About this exercise
Your answer must be an exact copy of all the entries.

[Stored items]
▬▬▬▬▬▬▬▬▬▬

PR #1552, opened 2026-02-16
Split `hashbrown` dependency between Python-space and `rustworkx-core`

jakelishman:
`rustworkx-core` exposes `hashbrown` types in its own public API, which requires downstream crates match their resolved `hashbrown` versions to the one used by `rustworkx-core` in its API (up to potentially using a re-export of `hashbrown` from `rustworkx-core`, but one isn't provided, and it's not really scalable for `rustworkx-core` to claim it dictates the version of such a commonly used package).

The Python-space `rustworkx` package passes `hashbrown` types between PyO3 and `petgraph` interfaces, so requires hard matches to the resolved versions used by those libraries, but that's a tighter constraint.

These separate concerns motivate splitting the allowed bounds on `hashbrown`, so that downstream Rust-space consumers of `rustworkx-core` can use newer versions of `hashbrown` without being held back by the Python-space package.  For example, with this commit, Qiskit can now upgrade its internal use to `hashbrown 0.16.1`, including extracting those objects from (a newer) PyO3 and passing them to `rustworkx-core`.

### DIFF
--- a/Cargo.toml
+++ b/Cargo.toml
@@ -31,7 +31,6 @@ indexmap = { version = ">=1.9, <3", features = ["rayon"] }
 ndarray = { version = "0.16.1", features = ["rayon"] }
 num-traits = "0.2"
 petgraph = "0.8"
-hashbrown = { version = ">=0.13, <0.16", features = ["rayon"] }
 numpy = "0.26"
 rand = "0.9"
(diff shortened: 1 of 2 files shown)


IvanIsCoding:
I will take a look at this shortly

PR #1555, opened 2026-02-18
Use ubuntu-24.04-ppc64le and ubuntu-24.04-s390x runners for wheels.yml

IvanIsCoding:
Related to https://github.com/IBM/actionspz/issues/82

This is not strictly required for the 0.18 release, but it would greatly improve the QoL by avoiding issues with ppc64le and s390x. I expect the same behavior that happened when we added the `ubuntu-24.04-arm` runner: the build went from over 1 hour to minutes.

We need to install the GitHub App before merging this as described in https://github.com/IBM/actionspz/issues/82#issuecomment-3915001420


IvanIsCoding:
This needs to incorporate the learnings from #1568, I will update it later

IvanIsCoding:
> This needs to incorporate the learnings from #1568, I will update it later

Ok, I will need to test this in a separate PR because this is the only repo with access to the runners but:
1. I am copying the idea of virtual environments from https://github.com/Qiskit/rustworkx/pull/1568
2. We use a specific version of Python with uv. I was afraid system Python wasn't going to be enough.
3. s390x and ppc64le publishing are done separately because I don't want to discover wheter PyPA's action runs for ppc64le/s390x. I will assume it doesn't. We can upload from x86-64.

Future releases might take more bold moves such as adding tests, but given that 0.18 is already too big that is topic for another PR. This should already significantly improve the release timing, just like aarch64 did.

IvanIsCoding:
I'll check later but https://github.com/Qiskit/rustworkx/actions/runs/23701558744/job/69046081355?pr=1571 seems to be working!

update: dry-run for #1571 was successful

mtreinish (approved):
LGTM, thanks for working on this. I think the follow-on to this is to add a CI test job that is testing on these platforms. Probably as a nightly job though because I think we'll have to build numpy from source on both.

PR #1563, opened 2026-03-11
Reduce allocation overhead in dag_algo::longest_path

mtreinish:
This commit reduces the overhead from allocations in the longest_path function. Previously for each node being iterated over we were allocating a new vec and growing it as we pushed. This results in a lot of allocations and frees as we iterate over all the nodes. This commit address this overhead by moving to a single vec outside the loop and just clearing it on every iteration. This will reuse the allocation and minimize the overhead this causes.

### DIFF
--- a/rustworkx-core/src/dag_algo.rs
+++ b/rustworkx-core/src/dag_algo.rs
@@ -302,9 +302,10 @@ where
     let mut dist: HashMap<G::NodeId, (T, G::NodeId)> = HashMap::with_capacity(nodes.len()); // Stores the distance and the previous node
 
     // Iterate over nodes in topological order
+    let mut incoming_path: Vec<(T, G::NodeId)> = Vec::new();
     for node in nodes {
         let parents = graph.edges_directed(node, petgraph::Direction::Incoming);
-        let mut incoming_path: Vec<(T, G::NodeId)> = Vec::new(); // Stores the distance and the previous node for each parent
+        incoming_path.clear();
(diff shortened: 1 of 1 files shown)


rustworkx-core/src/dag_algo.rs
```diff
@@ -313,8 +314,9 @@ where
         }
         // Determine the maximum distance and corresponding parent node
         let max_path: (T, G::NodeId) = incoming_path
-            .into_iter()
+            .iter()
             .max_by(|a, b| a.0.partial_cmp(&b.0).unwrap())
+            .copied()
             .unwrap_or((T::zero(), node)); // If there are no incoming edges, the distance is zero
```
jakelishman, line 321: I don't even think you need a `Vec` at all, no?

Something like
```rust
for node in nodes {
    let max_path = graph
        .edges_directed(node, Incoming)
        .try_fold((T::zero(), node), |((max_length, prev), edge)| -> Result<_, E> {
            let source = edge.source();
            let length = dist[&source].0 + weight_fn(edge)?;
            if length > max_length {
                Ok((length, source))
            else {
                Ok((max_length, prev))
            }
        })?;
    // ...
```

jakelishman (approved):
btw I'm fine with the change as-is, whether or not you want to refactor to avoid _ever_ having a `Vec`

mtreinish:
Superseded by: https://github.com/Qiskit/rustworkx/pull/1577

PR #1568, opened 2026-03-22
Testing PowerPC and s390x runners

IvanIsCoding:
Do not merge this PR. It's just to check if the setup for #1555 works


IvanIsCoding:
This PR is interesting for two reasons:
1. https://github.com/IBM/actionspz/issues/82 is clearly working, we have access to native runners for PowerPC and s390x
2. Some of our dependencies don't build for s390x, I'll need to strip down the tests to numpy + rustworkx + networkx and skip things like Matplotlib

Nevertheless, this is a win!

▬▬▬▬▬▬▬▬▬▬

Answer
PR #1552, opened 2026-02-16
Split `hashbrown` dependency between Python-space and `rustworkx-core`

jakelishman:
`rustworkx-core` exposes `hashbrown` types in its own public API, which requires downstream crates match their resolved `hashbrown` versions to the one used by `rustworkx-core` in its API (up to potentially using a re-export of `hashbrown` from `rustworkx-core`, but one isn't provided, and it's not really scalable for `rustworkx-core` to claim it dictates the version of such a commonly used package).

The Python-space `rustworkx` package passes `hashbrown` types between PyO3 and `petgraph` interfaces, so requires hard matches to the resolved versions used by those libraries, but that's a tighter constraint.

These separate concerns motivate splitting the allowed bounds on `hashbrown`, so that downstream Rust-space consumers of `rustworkx-core` can use newer versions of `hashbrown` without being held back by the Python-space package.  For example, with this commit, Qiskit can now upgrade its internal use to `hashbrown 0.16.1`, including extracting those objects from (a newer) PyO3 and passing them to `rustworkx-core`.

### DIFF
--- a/Cargo.toml
+++ b/Cargo.toml
@@ -31,7 +31,6 @@ indexmap = { version = ">=1.9, <3", features = ["rayon"] }
 ndarray = { version = "0.16.1", features = ["rayon"] }
 num-traits = "0.2"
 petgraph = "0.8"
-hashbrown = { version = ">=0.13, <0.16", features = ["rayon"] }
 numpy = "0.26"
 rand = "0.9"
(diff shortened: 1 of 2 files shown)


IvanIsCoding:
I will take a look at this shortly

PR #1555, opened 2026-02-18
Use ubuntu-24.04-ppc64le and ubuntu-24.04-s390x runners for wheels.yml

IvanIsCoding:
Related to https://github.com/IBM/actionspz/issues/82

This is not strictly required for the 0.18 release, but it would greatly improve the QoL by avoiding issues with ppc64le and s390x. I expect the same behavior that happened when we added the `ubuntu-24.04-arm` runner: the build went from over 1 hour to minutes.

We need to install the GitHub App before merging this as described in https://github.com/IBM/actionspz/issues/82#issuecomment-3915001420


IvanIsCoding:
This needs to incorporate the learnings from #1568, I will update it later

IvanIsCoding:
> This needs to incorporate the learnings from #1568, I will update it later

Ok, I will need to test this in a separate PR because this is the only repo with access to the runners but:
1. I am copying the idea of virtual environments from https://github.com/Qiskit/rustworkx/pull/1568
2. We use a specific version of Python with uv. I was afraid system Python wasn't going to be enough.
3. s390x and ppc64le publishing are done separately because I don't want to discover wheter PyPA's action runs for ppc64le/s390x. I will assume it doesn't. We can upload from x86-64.

Future releases might take more bold moves such as adding tests, but given that 0.18 is already too big that is topic for another PR. This should already significantly improve the release timing, just like aarch64 did.

IvanIsCoding:
I'll check later but https://github.com/Qiskit/rustworkx/actions/runs/23701558744/job/69046081355?pr=1571 seems to be working!

update: dry-run for #1571 was successful

mtreinish (approved):
LGTM, thanks for working on this. I think the follow-on to this is to add a CI test job that is testing on these platforms. Probably as a nightly job though because I think we'll have to build numpy from source on both.

PR #1563, opened 2026-03-11
Reduce allocation overhead in dag_algo::longest_path

mtreinish:
This commit reduces the overhead from allocations in the longest_path function. Previously for each node being iterated over we were allocating a new vec and growing it as we pushed. This results in a lot of allocations and frees as we iterate over all the nodes. This commit address this overhead by moving to a single vec outside the loop and just clearing it on every iteration. This will reuse the allocation and minimize the overhead this causes.

### DIFF
--- a/rustworkx-core/src/dag_algo.rs
+++ b/rustworkx-core/src/dag_algo.rs
@@ -302,9 +302,10 @@ where
     let mut dist: HashMap<G::NodeId, (T, G::NodeId)> = HashMap::with_capacity(nodes.len()); // Stores the distance and the previous node
 
     // Iterate over nodes in topological order
+    let mut incoming_path: Vec<(T, G::NodeId)> = Vec::new();
     for node in nodes {
         let parents = graph.edges_directed(node, petgraph::Direction::Incoming);
-        let mut incoming_path: Vec<(T, G::NodeId)> = Vec::new(); // Stores the distance and the previous node for each parent
+        incoming_path.clear();
(diff shortened: 1 of 1 files shown)


rustworkx-core/src/dag_algo.rs
```diff
@@ -313,8 +314,9 @@ where
         }
         // Determine the maximum distance and corresponding parent node
         let max_path: (T, G::NodeId) = incoming_path
-            .into_iter()
+            .iter()
             .max_by(|a, b| a.0.partial_cmp(&b.0).unwrap())
+            .copied()
             .unwrap_or((T::zero(), node)); // If there are no incoming edges, the distance is zero
```
jakelishman, line 321: I don't even think you need a `Vec` at all, no?

Something like
```rust
for node in nodes {
    let max_path = graph
        .edges_directed(node, Incoming)
        .try_fold((T::zero(), node), |((max_length, prev), edge)| -> Result<_, E> {
            let source = edge.source();
            let length = dist[&source].0 + weight_fn(edge)?;
            if length > max_length {
                Ok((length, source))
            else {
                Ok((max_length, prev))
            }
        })?;
    // ...
```

jakelishman (approved):
btw I'm fine with the change as-is, whether or not you want to refactor to avoid _ever_ having a `Vec`

mtreinish:
Superseded by: https://github.com/Qiskit/rustworkx/pull/1577

PR #1568, opened 2026-03-22
Testing PowerPC and s390x runners

IvanIsCoding:
Do not merge this PR. It's just to check if the setup for #1555 works


IvanIsCoding:
This PR is interesting for two reasons:
1. https://github.com/IBM/actionspz/issues/82 is clearly working, we have access to native runners for PowerPC and s390x
2. Some of our dependencies don't build for s390x, I'll need to strip down the tests to numpy + rustworkx + networkx and skip things like Matplotlib

Nevertheless, this is a win!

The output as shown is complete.